Agence France-Presse
April 30, 2024
Books under lock and key
A new “council of experts” set up in Russia is leveraging a decade-old law against gay “propaganda” to censure books. The move marks a new stage in the Kremlin’s control of information by targeting a broad array of literature, a cultural domain that has long enjoyed a special latitude in the country.
What do the novels, “A Home at the End of the World” by US writer Michael Cunningham, “Giovanni’s Room” by the late James Baldwin and “Heritage” by Russian writer Vladimir Sorokin have in common? These three works have not been sold in Russia since April 22 following a recommendation from a new institution that is emerging as a censorship body, according to Russian business daily Vedomosti.
The books were the first targets of a new council set up by the Russian Book Union, a nominally independent body representing publishing professionals. The council decided the works contravened article 6.21 of Russia’s code of administrative offences, which prohibits “propaganda” advocating “non-traditional sexual relationships” but is often used to target anyone “sharing positive and even neutral information” about LGBT people, according to Human Rights Watch.
A list of endangered books
The new council is “part of a broader information-warfare crackdown related to the anti-gay-propaganda law", said Jeff Hawn, a Russia specialist at the London School of Economics.
Russia first passed a law against “gay propaganda” in 2013, expanding it in 2022 to outlaw depictions of same-sex relationships from advertisements, films, video games and books. Going even further, Russia's Supreme Court banned international LGBT activism as an “extremist movement” last November.

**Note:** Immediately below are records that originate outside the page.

PR #4853, opened 2022-11-21
CP-40357: Parse all lifecycled in the datamodel, avoid loading removed fields into the database

psafont:
Now all the lifecycles in the datamodel are check by an automaton found in datamodel_types
This allows to enforce lifecycles to all fields and messages and xapi to
know it, especially when loading the database from a file, which will now avoid loading removed fields onto the in-memory database

Marking as draft because I want feedback on the lifecycle automation and the datamodel changes but I haven't tested the database changes


ocaml/idl/datamodel_types.ml
```diff
@@ -444,15 +444,123 @@ type release = {
...
+  (* lifecycle automaton, rules:
+     - Unreleased is the initial state
+     - Extended and Changed do not change the state
+     - Objects cannot be Changed nor Extended before being prototyped or after
+       being deprecated
+     - The rest of the changes are not idempotent, they cannot be applied twice
+       in a row
+     - Objects can only be removed when are prototyped or deprecated
+  *)
+  let automaton =
```
lindig, line 497: Could this be simplified by using wildcards? There are only a few legal transitions in each state - express those explicitly and match all remaining ones with a wildcard and make them illegal?

psafont:
Now the database ignores removed fields when loading, the second time there are no messages about ignored fields.

Now testing the json generation code

psafont:
With the docs fixed, this is ready to be reviewed. I recommend doing it commit by commit, and special attention should be given to `CP-40357: Patch invalid lifecycles` to make sure the changes there make sense, and the last commit where the datamodel changes force changes into the rest of xapi

ocaml/idl/datamodel.ml
```diff
@@ -8414,3 +8414,44 @@ let extra_permissions =
...
+
+type obj_states = {
+    obj_state: Lifecycle.state
+  ; msg_states: Lifecycle.state StringMap.t
+  ; fld_states: Lifecycle.state StringMap.t
+}
+
+let all_lifecycles =
+  let parse_with ~name lifecycle =
+    try Lifecycle.from lifecycle
```
edwintorok: Should this use a `result` type instead, or do you want to preserve the location that raised the invalid message in stacktraces (if it is useful then it should be preserved and using exceptions here is better)

ocaml/idl/json_backend/gen_json.ml
```diff
@@ -381,6 +381,32 @@ end = struct
     else
       cmp
 
+  let rec list_dedup cmp =
```
edwintorok, line 384: I think we have an implementation of this elsewhere already (somewhere in stdext)?
Although there is `List.sort_uniq` would that help, or you need more control over which one to keep?

ocaml/idl/datamodel.ml
psafont: This code is replaced when the lifecycle state is integrated into the datamodel, I don't think it's important enough to change it for the few commits it's used

robhoes (commented):
This mostly looks really good, and is a much needed update to control the evolution of the API. Before merging, we'll need to ensure that we test the upgrade case very well. We'll also need to assess the impact on the API bindings (SDK), as I suspect that the last commit goes a step too far in removing fields, where clients may need them to connect to older server versions.

robhoes (approved):

ocaml/idl/json_backend/gen_json.ml
```diff
@@ -381,6 +381,32 @@ end = struct
...
+    let rec loop acc = function
+      | [] ->
+          List.rev acc
+      | [item] ->
+          loop (item :: acc) []
+      | a :: b :: rest when cmp a b = 0 ->
+          loop (a :: acc) rest
+      | a :: b :: rest ->
```
lindig, line 392: This could be written as `a :: rest -> loop (a :: acc) rest`

ocaml/idl/json_backend/gen_json.ml
```diff
@@ -381,6 +381,32 @@ end = struct
...
+          loop (a :: acc) (b :: rest)
+    in
+    loop []
+
+  let remove_outdated changes =
+    (* When several lifecycles transitions for the same entity, keep the most
+       significative one and drop the rest *)
```
lindig, line 399: significant?

ocaml/idl/json_backend/gen_json.ml
```diff
@@ -381,6 +381,32 @@ end = struct
...
+    changes
+    |> List.sort (fun ((_, nam_a, _, _) as a) ((_, nam_b, _, _) as b) ->
+           let cmp = String.compare nam_a nam_b in
```
lindig, line 402: I am not sure I understand this logic: when the names are identical, call `compare_changes`, which again uses the complete structure. Is the purpose here to compare the two structures by element and controlling the order? I've used the code below in such a situation where I define an order by comparing elements in a particular order.

```
  let (<?>) a b =
    if a = 0 then b else a

  let compare a b =
        compare a.hour    b.hour
    <?> compare a.minutes b.minutes
    <?> compare a.seconds b.seconds
    <?> 0
```

lindig (approved):
Obviously a complex change whose logic I can't review comprehensively. Only a few remarks,

ocaml/idl/json_backend/gen_json.ml
psafont: It orders the list of entity changes in a way that exploits the ordering of the type of changes (removed last, prototyped first).

Once that is done it drops items with a name that's the same as the preceding one. This way only the last change per entity is kept. For example if in a  release a field got deprecated and removed, only the removed change is kept.

ocaml/idl/json_backend/gen_json.ml
psafont: I've used latest, which is better at expressing intention

PR #4854, opened 2022-11-22
CA-391658: toolstack restart when HA is enabled is not safe

edwintorok:
Try to reduce toolstack downtime on toolstack restart by stopping and starting all the services at once: then any timeouts will be handled in parallel instead of sequently (i.e. ~1m30s, after which systemd will SIGKILL, instead of ~32m).

Reject toolstack restart through the API (e.g. from XenCenter) when HA is enabled, requiring you to disable HA first with `xe host-emergency-ha-disable --force` as documented.

We should also tune the default HA xapi check timeouts though, the default 60s for XHA Is wrong (larger than 1m30s in toolstack restart), and even the 120s for SMAPIv3 is dangerously close.

Alternatively toolstack restart could do the emergency HA disable itself, but actions like that are probably best if the user is aware of them, at least when done through the UI. Perhaps the toolstack restart script should either check and reject if HA is enabled or emergency disable it itself to prevent the undesired host fencing.

There are probably more improvements we can do here, hence a draft, because HA doesn't actually detect a stuck XAPI (xapi responds to healthchecks, but you can't start/stop VMs due to a stuck SR for example)

### DIFF
--- a/ocaml/xapi/xapi_host.ml
+++ b/ocaml/xapi/xapi_host.ml
@@ -766,6 +766,9 @@ let restart_agent ~__context ~host:_ =
 
 let shutdown_agent ~__context =
   debug "Host.restart_agent: Host agent will shutdown in 1s!!!!" ;
+  if Pool_role.is_master () &&
+    try Localdb.get Constants.ha_armed = "true" with _ -> false then
+    raise (Api_errors.Server_error (Api_errors.ha_is_enabled, [])) ;
   Xapi_fuse.light_fuse_and_dont_restart ~fuse_length:1. ()
 
 let disable ~__context ~host =
--- a/ocaml/xapi/xapi_host.ml
+++ b/ocaml/xapi/xapi_host.ml
@@ -766,8 +766,10 @@ let restart_agent ~__context ~host:_ =
 
 let shutdown_agent ~__context =
   debug "Host.restart_agent: Host agent will shutdown in 1s!!!!" ;
-  if Pool_role.is_master () &&
-    try Localdb.get Constants.ha_armed = "true" with _ -> false then
+  if
+    Pool_role.is_master ()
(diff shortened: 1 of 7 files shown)


ocaml/xapi/xapi_host.ml
```diff
@@ -766,6 +766,9 @@ let restart_agent ~__context ~host:_ =
 
 let shutdown_agent ~__context =
   debug "Host.restart_agent: Host agent will shutdown in 1s!!!!" ;
+  if Pool_role.is_master () &&
+    try Localdb.get Constants.ha_armed = "true" with _ -> false then
+    raise (Api_errors.Server_error (Api_errors.ha_is_enabled, [])) ;
   Xapi_fuse.light_fuse_and_dont_restart ~fuse_length:1. ()
```
lindig, line 772: This should move above the debug line.

scripts/xe-toolstack-restart
```diff
@@ -49,15 +49,13 @@ for svc in $SERVICES ; do
 
 	if [ $? -eq 0 ] ; then
 		TO_RESTART="$svc $TO_RESTART"
-		systemctl stop $svc
 	fi
 done
+systemctl stop ${TO_RESTART}
 
 set -e
```
lindig, line 56: Not sure this makes a lot of sense.

lindig (approved):

ocaml/xapi/xapi_host.ml
psafont: yup, this should be addressed

lindig (approved):

edwintorok:
I don't remember anymore what needs to be done here, probably best to revisit HA again when I'm working on something HA related, probably a deep rabbithole, for now I'm closing this.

Under the expanded law, Russia’s media regulator was given the right to ban any website engaged in “the promotion of homosexuality and other non-traditional sexual preferences”. The Duma was careful not to define the contours of what was meant by “promotion”, leaving the door open to wide interpretation.
The Russian publishing world has long been concerned about the risk of censorship arising from these laws. In early 2022, an independent Russian journalist published a list of 250 books at risk of being withdrawn from sale. At the time, authorities described the list as unnecessarily alarmist; however, the three novels withdrawn by major Russian publishers were on it.
Despite the expansion of the anti-gay legislation, works on the list continued to be sold and, on the whole, literature did not seem to suffer the same censorship as other media such as television or the internet.
“Literature has always enjoyed a special status (in Russia) because censorship of books was a very important part of the Soviet regime,” said Hawn. “And freedom for writers after the fall of the Soviet Union was enshrined.”
But the authors critical of President Vladimir Putin and his full-scale invasion of Ukraine – such as Boris Akunin, a writer of historical thrillers branded a “terrorist” by the Kremlin – seem to have disappeared from bookshops since 2022, according to Meduza, an independent Russian news outlet. Meduza itself has been based in Riga since the start of the Ukraine war and subsequent media crackdown.
The Kremlin's relative leniency towards literature stems first from the fact that mass media is more influential on public opinion, according to Stephen Hutchings, a specialist in Russian and Soviet cultural history at the University of Manchester.
“What people see in the news [and the] press is much more significant, in that regard, than what is portrayed in fictional writing,” said Hutchings. “So it’s more pressing to control these platforms.”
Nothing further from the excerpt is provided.